Mayakovsky strives for strong visual impressions. The Phosphorescent Woman, a symbol of socialist perfection, shines like no citizen of 1930 can. Mayakovsky creates memorable visual tableaux: actors seated in the theater chairs facing the audience seated in theater chairs (act 3), a bifurcated stage (act 2) where action takes place with dancelike precision on alternate sides of Pobedonosikov’s door, and the explosions of the time machine that bring the Phosphorescent Woman suddenly onstage and later whisk the transferees away. Perhaps the best visual effect is invisible: the time machine itself. There are no props, structures, or appurtenances to define it. The cast creates it with pantomime, perhaps in the same way citizens create the good state—by acting as if it is really there.

Critical Context

An earlier Mayakovsky play, Klop (pr. 1929; The Bedbug, 1960), had the goal, in Mayakovsky’s words, of “unmasking the bourgeoisie of today.” Set both in 1929 and in an efficient (but strangely unappealing) socialist future, the satirical play was successfully performed. The Bathhouse did not fare as well. Although Vladimir Lenin himself, father of the Bolshevik Revolution, warned of the dangers of bureaucracy, The Bathhouse mounted such a savage attack on governmental bureaucracy that it offended much of its audience when first produced. Audiences viewed it stonily, as if they did not understand. Critics reviewed it harshly, understanding only too well its satire on the current state of the nation. Mayakovsky said publicly that he would try to fix it, but he changed nothing. Despondent over the failure of The Bathhouse as well as over events in his personal life, Mayakovsky committed suicide only three months after its initial production. Since that time, the play has gained significant recognition.

Technically the play is typically Mayakovsky. Its outward appearances are as unconventional as much of his previous work in poetry and drama was. His verse scatters words across a page; if other poets fit words together to express an idea, Mayakovsky separates them to express an idea. His drama collects elements from many sources (politics, history, literature, religion) and mimics the varied ways that people assemble (in rallies, on public transportation, at parties). Mayakovsky was a tireless experimenter who used literature to confront readers. He did not wish to amuse them, entertain them, or educate them; he wanted to provoke them into action.

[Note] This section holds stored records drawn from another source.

PR #1304, opened 2021-08-13
AVRO-3186: correctly parse union of logical type in specific record

Dieken:
```
SpecificDatumReader.SpecificDatumReader(Schema writer, Schema reader)
  -> SpecificData.getForSchema(reader)
     // It breaks if system class loader fails to load generated class,
     // thus returns an empty SpecificData.

SpecificDatumReader.readField()
  -> datum = readWithoutConversion(oldDatum, field.schema(), in);
     // conversion is null for union field
    -> GenericDatumReader.read(Object old, Schema expected, ResolvingDecoder in)
      -> Conversion<?> conversion = getData().getConversionFor(logicalType);
         // returns null wrongly

Without this patch, the unit test fails:

java.lang.ClassCastException: class java.lang.Long cannot be cast to class java.time.Instant (java.lang.Long and java.time.Instant are in module java.base of loader 'bootstrap')
	at foo.Bar.put(Bar.java:113)
	at org.apache.avro.generic.GenericData.setField(GenericData.java:826)
	at org.apache.avro.specific.SpecificDatumReader.readField(SpecificDatumReader.java:139)
	at org.apache.avro.generic.GenericDatumReader.readRecord(GenericDatumReader.java:247)
	at org.apache.avro.specific.SpecificDatumReader.readRecord(SpecificDatumReader.java:123)
	at org.apache.avro.generic.GenericDatumReader.readWithoutConversion(GenericDatumReader.java:179)
	at org.apache.avro.generic.GenericDatumReader.read(GenericDatumReader.java:160)
	at org.apache.avro.generic.GenericDatumReader.read(GenericDatumReader.java:153)
	at org.apache.avro.specific.TestSpecificData$1.run(TestSpecificData.java:75)

The separate class loader scenario probably happens in OSGi module and Java 9 module too.
```

### DIFF
--- a/lang/java/avro/src/main/java/org/apache/avro/specific/SpecificData.java
+++ b/lang/java/avro/src/main/java/org/apache/avro/specific/SpecificData.java
@@ -161,15 +161,9 @@ public class SpecificData extends GenericData {
    */
   public static SpecificData getForSchema(Schema reader) {
     if (reader != null && reader.getType() == Type.RECORD) {
-      final String className = getClassName(reader);
-      if (className != null) {
-        final Class<?> clazz;
-        try {
-          clazz = Class.forName(className);
-          return getForClass(clazz);
-        } catch (ClassNotFoundException e) {
-          return SpecificData.get();
-        }
+      final Class<?> clazz = SpecificData.get().getClass(reader);
+      if (clazz != null) {
+        return getForClass(clazz);
       }
     }
     return SpecificData.get();
--- a/lang/java/compiler/src/test/java/org/apache/avro/specific/TestSpecificData.java
+++ b/lang/java/compiler/src/test/java/org/apache/avro/specific/TestSpecificData.java
@@ -1,0 +1,93 @@
+/*
+ * Copyright 2021 The Apache Software Foundation.
+ *
+ * Licensed under the Apache License, Version 2.0 (the "License");
+ * you may not use this file except in compliance with the License.
+ * You may obtain a copy of the License at
+ *
+ *      https://www.apache.org/licenses/LICENSE-2.0
+ *
+ * Unless required by applicable law or agreed to in writing, software
+ * distributed under the License is distributed on an "AS IS" BASIS,
+ * WITHOUT WARRANTIES OR CONDITIONS OF ANY KIND, either express or implied.
+ * See the License for the specific language governing permissions and
+ * limitations under the License.
+ */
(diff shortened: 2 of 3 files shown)


Dieken:
Anybody there to review and merge this obvious patch?

RyanSkraba:
Hello!  Thanks for the contribution, but I couldn't reproduce the failure running on JDK 11 -- am I missing something?

Dieken:
> Hello! Thanks for the contribution, but I couldn't reproduce the failure running on JDK 11 -- am I missing something?

I encounter this problem on Quarkus(https://quarkus.io), I guess `quarkus dev` loads libraries and application classes with different class loaders.

I guess this guy has same cause: https://stackoverflow.com/questions/63642870/avro-is-not-able-to-deserialize-union-with-logical-types-in-fields

The patch is actually pretty obvious, it doesn't introduce new code, the correct code is already in the same class:

https://github.com/apache/avro/blob/release-1.10.2/lang/java/avro/src/main/java/org/apache/avro/specific/SpecificData.java#L236

SpecificData.getClass() uses `ClassUtils.forName`, this is correct for multi class loader scenario.

https://github.com/apache/avro/blob/release-1.10.2/lang/java/avro/src/main/java/org/apache/avro/specific/SpecificData.java#L141

SpecificData.getForSchema() uses `Class.forName()`, this is well-known buggy logic, `ClassUtils` does the right thing: https://github.com/apache/avro/blob/release-1.10.2/lang/java/avro/src/main/java/org/apache/avro/util/ClassUtils.java#L26

Dieken:
@RyanSkraba could you help to get this merged?  I hope this can be picked by confluent kafka-avro-serializer and Quarkus as soon as possible, it's very inconvenient to have my local patched avro jar.

Dieken:
@RyanSkraba 

I just added a unit test,  the test is meant for org.apache.avro:avro but it depends on SpecificCompiler, so I have to put it into org.apache.avro:avro-compiler.

Dieken:
@RyanSkraba  any further comment?  I'm waiting for a new 1.10.x or just 1.11 release :-)

RyanSkraba (approved):
Hey -- my apologies for the length of time this took!  I still didn't manage to reproduce the error with Quarkus and Avro 1.10.2 but I don't see any obvious problems with the approach.  If there's no objections, I'll go ahead and merge this!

Thematically The Bathhouse represents Mayakovsky’s divergence from the path along which the Soviet Union was headed. An activist before the October Revolution, a tireless propagandist during the Revolution and Civil War, Mayakovsky cared more for action than for ideology. As the Communist Party solidified its control of the nation in the 1920’s and proclaimed ideological conformity to be the ultimate civic virtue, Mayakovsky found himself increasingly on the fringe. To him revolution was heroic; it freed the individual from the chains of custom and habit. To his contemporaries revolution became increasingly hollow; it was only lip service paid to social ideals to hide the crafty accumulation of comforts and possessions.

Sources for Further Study

Alexandrova, Vera. “Vladimir Mayakovsky.” In A History of Soviet Literature. Westport, Conn.: Greenwood Press, 1963.

Brown, Edward J. Mayakovsky: A Poet in the Revolution. Princeton, N.J.: Princeton University Press, 1973.

Moore, Harry T., and Albert Parry. “Soviet Theatre to the Second World War.” In Twentieth Century Russian Literature. Carbondale: Southern Illinois University Press, 1974.

Russell, Robert. “Mayakovsky’s The Bedbug and The Bathhouse.” In Russian Drama of the Revolutionary Period. Totowa, N.J.: Barnes and Noble, 1988.

Segel, Harold. “The 1920’s and the Early 1930’s: Social Comedy, Absurd and Grotesque NEP Satire, Melodrama.” In Twentieth Century Russian Drama: From Gorky to the Present. Rev. ed. Baltimore: Johns Hopkins University Press, 1993.

Terras, Victor. Vladimir Mayakovsky. Boston: Twayne, 1983.

Woroszylski, Wiktor. The Life of Mayakovsky. New York: Orion Press, 1970.